Saved data entries:
PR #779, opened 2026-03-24
fix: support GDAL driver-prefixed URLs (WFS, OAPIF, etc.)

jatorre:
## Summary

- GDAL driver-prefixed URLs like `WFS:https://...` and `OAPIF:https://...` were being mangled by `AddPrefix()` prepending `/vsiduckdb-<UUID>/`, making them unrecognizable to `GDALOpenEx`
- Added detection for the `DRIVERNAME:http(s)://` pattern (all-uppercase driver name followed by an HTTP URL) and passes these through directly, matching the existing behavior for `/vsi*` paths
- Also fixes `st_read_meta` to bypass `MultiFileReader` for these URLs and `/vsi*` paths, so they reach GDAL properly instead of being resolved as local file globs
- Security: driver-prefixed URLs are blocked when `enable_external_access=false`, same as `/vsi*` paths

This enables queries like:
```sql
SELECT * FROM st_read('WFS:https://ahocevar.com/geoserver/wfs', layer='topp:states');
SELECT * FROM st_read('OAPIF:https://demo.pygeoapi.io/master', layer='lakes');
SELECT * FROM st_read_meta('WFS:https://ahocevar.com/geoserver/wfs');
```

## Test plan
- [x] Added tests for `st_read` blocking WFS/OAPIF URLs when external access is disabled
- [x] Added test for `st_read_meta` blocking driver-prefixed URLs when external access is disabled
- [x] All 178 existing GDAL test assertions pass
- [x] Manually verified `st_read` with live WFS and OAPIF endpoints
- [x] Manually verified `st_read_meta` with live WFS endpoint

### DIFF
--- a/src/spatial/modules/gdal/gdal_module.cpp
+++ b/src/spatial/modules/gdal/gdal_module.cpp
@@ -429,11 +429,39 @@ public:
 		VSIFileManager::RemoveHandler(client_prefix);
 	}
 
+	// Check if a path looks like a GDAL driver-prefixed URL (e.g., "WFS:https://...", "OAPIF:https://...")
+	// These need to be passed directly to GDALOpenEx without our custom VSI prefix.
+	static bool IsGDALDriverPrefixedURL(const string &value) {
+		auto colon_pos = value.find(':');
+		if (colon_pos == string::npos || colon_pos == 0 || colon_pos > 20) {
+			return false;
+		}
+		// Check that the prefix is all uppercase letters (GDAL driver names are uppercase)
+		for (idx_t i = 0; i < colon_pos; i++) {
+			char c = value[i];
+			if (!StringUtil::CharacterIsAlpha(c) || c != StringUtil::CharacterToUpper(c)) {
+				return false;
+			}
+		}
+		// Check that after the colon there is a URL scheme (http:// or https://)
+		// This excludes database connection strings like "PG:dbname=..." which are not supported.
+		auto rest = value.substr(colon_pos + 1);
+		return StringUtil::StartsWith(rest, "http://") || StringUtil::StartsWith(rest, "https://");
+	}
+
 	string AddPrefix(const string &value) const {
 		// If the user explicitly asked for a VSI prefix, we don't add our own
 		if (StringUtil::StartsWith(value, "/vsi")) {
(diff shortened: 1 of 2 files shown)


Maxxen:
Thanks! Does this supersede https://github.com/duckdb/duckdb-spatial/pull/775 or is that unrelated?

src/spatial/modules/gdal/gdal_module.cpp
```diff
@@ -1774,11 +1802,20 @@ auto Bind(ClientContext &context, TableFunctionBindInput &input, vector<LogicalT
...
 
-	const auto mf_reader = MultiFileReader::Create(input.table_function);
-	const auto mf_inputs = mf_reader->CreateFileList(context, input.inputs[0], FileGlobOptions::ALLOW_EMPTY);
-
 	auto result = make_uniq<BindData>();
-	result->files = mf_inputs->GetAllFiles();
+
+	// For /vsi* paths and GDAL driver-prefixed URLs (e.g., "WFS:https://..."),
+	// bypass MultiFileReader since these are not local file globs.
+	auto raw_path = input.inputs[0].GetValue<string>();
```
Maxxen: I don't think this will work. One of the things the `MultiFileReader` abstraction does is add an overload to the table function that also takes `VARCHAR[]` as the first input. If you pass that here and then try to call `GetValue<string>()` you will get the string representation of the input list, not an actual path.

jatorre:
Yes, this supersedes #775 — it includes the same `/vsi*` fix for `st_read_meta` plus adds support for GDAL driver-prefixed URLs (`WFS:`, `OAPIF:`, etc.) in both `st_read` and `st_read_meta`.

src/spatial/modules/gdal/gdal_module.cpp
jatorre: Good catch! Fixed in 254588f — now we check `input_val.type().id() == LogicalTypeId::VARCHAR` before calling `GetValue<string>()`. When the input is a `LIST` (from the `VARCHAR[]` overload), we fall through to `MultiFileReader` as before.

jatorre:
Sorry, found the issues separately and did not connect them after. thanks.

Maxxen:
Thanks, LGTM

PR #791, opened 2026-04-11
fix: only suppress FID column when it duplicates an existing attribute field

### LINKED ISSUE #790: ST_Read still suppresses FID for GeoPackage files (INCLUDE_FID=NO bug)
## What happens

`ST_Read` does not expose the `fid` column when reading GeoPackage files on DuckDB v1.5.1 with the latest spatial extension (`a415e74`).

This was supposed to be fixed by #713 (which closed #213), but the read path in `gdal_module.cpp` still contains logic that suppresses the FID for any format where GDAL reports a named FID column, which includes GeoPackage.

## Root cause

[`gdal_module.cpp` L614–618](https://github.com/duckdb/duckdb-spatial/blob/a415e74/src/spatial/modules/gdal/gdal_module.cpp#L614-L618):

```cpp
// Check FID column
const auto fid_col = OGR_L_GetFIDColumn(layer);
if (fid_col && strcmp(fid_col, "") != 0) {
    // Do not include the explicit FID if we already have it as a column
    result->layer_options.AddString("INCLUDE_FID=NO");
}
```

The comment assumes the named FID column already appears as a regular attribute in the Arrow stream. That's not the case, GDAL classifies the GeoPackage `fid` as the layer FID, not a regular field. Setting `INCLUDE_FID=NO` then suppresses it entirely, so neither `fid` nor `OGC_FID` appears in the output.

The OGC_FID feature works only for formats where `OGR_L_GetFIDColumn()` returns an empty string (synthetic/unnamed FID), which is the opposite of the common case.

## Reproduction

```python
import duckdb, tempfile, os

conn = duckdb.connect()
conn.install_extension("spatial")
conn.load_extension("spatial")

with tempfile.TemporaryDirectory() as tmp:
    gpkg = os.path.join(tmp, "test.gpkg")
    conn.execute(f"""
        COPY (
            SELECT 'A' AS name,
                   ST_GeomFromText('POLYGON((0 0, 1 0, 1 1, 0 1, 0 0))') AS geom
            UNION ALL
            SELECT 'B',
                   ST_GeomFromText('POLYGON((2 2, 3 2, 3 3, 2 3, 2 2))')
        ) TO '{gpkg}' WITH (FORMAT GDAL, DRIVER 'GPKG')
    """)

    cols = [r[0] for r in conn.execute(
        f"DESCRIBE SELECT * FROM st_read('{gpkg}')"
    ).fetchall()]
    print(cols)  # ['name', 'geom'] — no fid / OGC_FID
```

## Expected

The output should include a `fid` (or `OGC_FID`) column with values `[1, 2]`. The GeoPackage file does contain these values (verifiable via `sqlite3`).

## Suggested fix

Remove the `INCLUDE_FID=NO` block. Leaving `INCLUDE_FID` at its default (`YES`) causes GDAL to emit the FID as a column. No duplication occurs for GeoPackage, GDAL does not expose the FID as a regular OGR field.

## Environment

- DuckDB: v1.5.1
- Spatial extension: `a415e74`
- OS: macOS (Apple Silicon)

rernst76:
## Summary
- Only set `INCLUDE_FID=NO` when the FID column name already exists as a regular attribute field (`OGR_FD_GetFieldIndex`), preventing duplicate columns for formats like GeoJSON
- For formats where the FID is separate (GeoPackage, GDB, etc.), the FID column now correctly appears in output

Closes #790

## Test plan
- [x] New `st_read_gpkg_fid.test` — round-trips a GeoPackage and asserts `fid` column is present with correct values
- [x] Updated `st_read_gdb.test` — expects `OBJECTID` FID column in output
- [x] All 11 GDAL tests pass, including existing GeoJSON tests (no duplication)

### DIFF
--- a/src/spatial/modules/gdal/gdal_module.cpp
+++ b/src/spatial/modules/gdal/gdal_module.cpp
@@ -646,12 +646,15 @@ auto Bind(ClientContext &ctx, TableFunctionBindInput &input, vector<LogicalType>
 		// Get the layer geometry type if available
 		result->layer_type = OGR_L_GetGeomType(layer);
 
-		// Check FID column
+		// Only suppress the FID if the layer already exposes it as a regular attribute field
 		const auto fid_col = OGR_L_GetFIDColumn(layer);
 		if (fid_col && strcmp(fid_col, "") != 0) {
-			// Do not include the explicit FID if we already have it as a column
-			result->layer_options.AddString("INCLUDE_FID=NO");
+			const auto layer_defn = OGR_L_GetLayerDefn(layer);
+			if (OGR_FD_GetFieldIndex(layer_defn, fid_col) >= 0) {
+				result->layer_options.AddString("INCLUDE_FID=NO");
+			}
 		}
+
 		const auto geom_col_name = OGR_L_GetGeometryColumn(layer);
 
 		// Get the arrow stream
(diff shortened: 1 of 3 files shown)


Maxxen:
Thanks!

PR #827, opened 2026-06-15
Add spatial join bbox join-filter-pushdown

Maxxen:
...and fix ST_DistanceWithin const-serialization.

We can make the join-filter-pushdown much more advanced by pushing down the entire r-tree, but this is good enough for now and allows us to utilize stats pruning.

CC @lnkuiper, im always nervous about column binding/storage index stuff in the optimizer, does it look okay?

### DIFF
--- a/src/spatial/modules/main/spatial_functions_scalar.cpp
+++ b/src/spatial/modules/main/spatial_functions_scalar.cpp
@@ -16,6 +16,8 @@
 #include "duckdb/planner/expression/bound_function_expression.hpp"
 #include "duckdb/common/vector_operations/septenary_executor.hpp"
 #include "duckdb/planner/expression/bound_constant_expression.hpp"
+#include "duckdb/common/serializer/serializer.hpp"
+#include "duckdb/common/serializer/deserializer.hpp"
 
 #include "spatial/util/distance_extract.hpp"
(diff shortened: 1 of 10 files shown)


lnkuiper:
Looks great!

There is one small issue with recursive CTEs that should be fixed:
```sql
# name: test/temp.test
# description: Reproducer for stale spatial join dynamic filters in recursive CTEs
# group: [temp]

require spatial

statement ok
CREATE TABLE probe AS
SELECT x, ST_Point(x, 0) AS geom
FROM (VALUES (0), (100), (200)) v(x);

# The build-side bounding box changes each recursive iteration. Dynamic filters
# pushed by the spatial join must be cleared before the next execution of the
# same physical operator, otherwise the probe scan is filtered by stale bounds.
query I
WITH RECURSIVE r(i, geom) AS (
	SELECT 0, ST_Point(0, 0)
	UNION ALL
	SELECT r.i + 1, p.geom
	FROM probe p, r
	WHERE r.i < 2
	  AND ST_Intersects(p.geom, ST_Point((r.i + 1) * 100, 0))
)
SELECT count(*) FROM r;
----
3

```
See `PhysicalHashJoin` for the fix: `ClearFilters(op)`.

PR #21, opened 2024-03-04
Add dependencies to dune-project file

panglesd:
Removed some vendoring in order not to increase the dependencies.


dune-project
```diff
@@ -11,15 +11,15 @@
 
 (maintainers "Paul-Elliot <peada@free.fr>" "Jules Aguillon <jules@j3s.fr>")
 
-(license LICENSE)
+(license MIT)
 
 (documentation https://url/to/documentation)
 
 (package
```
Julow, line 18: At this point, I think we should correctly fill the dune project. I don't think external contributors would be confident in doing that for us.

vendor/lwd/dune-project
```diff
@@ -24,19 +24,6 @@
           (cbor :with-test) ; for the examples
           (containers :with-test))) ; for the examples
 
-(package
- (name tyxml-lwd)
```
Julow, line 28: Removing the unnecessary parts will interfere with git subtree and can be avoided with `(vendored_dirs vendor)`: https://dune.readthedocs.io/en/stable/dune-files.html#vendored-dirs

PR #29, opened 2024-03-06
A more representative example file

### LINKED ISSUE #28: A more representative example file
The file `diff.example` is nice for easily and quickly trying out the program but is not enough for testing it.

We need a new diff file that contains:

- All the different operations (for example, to test https://github.com/panglesd/diffcessible/pull/27)
- A hunk with only deleted lines
- A hunk with only added lines
- A hunk with both.

Ideally, this file would be generated by first crafting two directories with slightly different files in them and running on them `git diff --no-index`.

Dezzy12:
Made some changes to the `example.diff` file.
Fixes #28 

@panglesd @Julow


example.diff
```diff
@@ -1766,3 +1766,78 @@ index 0000000..3b7560e
 +
 +let () =
 +  Alcotest.run "Patch tests" tests
```
Julow, line 1768: The existing patch is very long and a lot less interesting than the new one. Perhaps we could keep only the first 4 hunks. The other ones are very large and are about vendored libraries, these should definitely go.

example.diff
```diff
@@ -1766,3 +1766,78 @@ index 0000000..3b7560e
...
+index dfd0d1e..ce59064 100644
+--- a/dir1/file.txt
++++ b/dir2/file.txt
+@@ -1 +1 @@
+-This is the original content.
++This is the modified content.
+diff --git a/dir2/new_diff.diff b/dir2/new_diff.diff
+new file mode 100644
+index 0000000..e69de29
+
```
Julow, line 1780: Diff hunks don't normally have empty lines in between.

Julow (commented):
Looks good :) I have left two comments but this is already good quality!

Dezzy12:
@Julow
I have implemented requested changes, please review

Julow (approved):
This looks very nice! Let's merge!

WHAT YOU SHOULD DO
Output the lines of the records above exactly as they appear, from the line containing "fix: support GDAL" through the line containing "- Added detection".

SOLUTION TO THIS TASK
fix: support GDAL driver-prefixed URLs (WFS, OAPIF, etc.)

jatorre:
## Summary

- GDAL driver-prefixed URLs like `WFS:https://...` and `OAPIF:https://...` were being mangled by `AddPrefix()` prepending `/vsiduckdb-<UUID>/`, making them unrecognizable to `GDALOpenEx`
- Added detection for the `DRIVERNAME:http(s)://` pattern (all-uppercase driver name followed by an HTTP URL) and passes these through directly, matching the existing behavior for `/vsi*` paths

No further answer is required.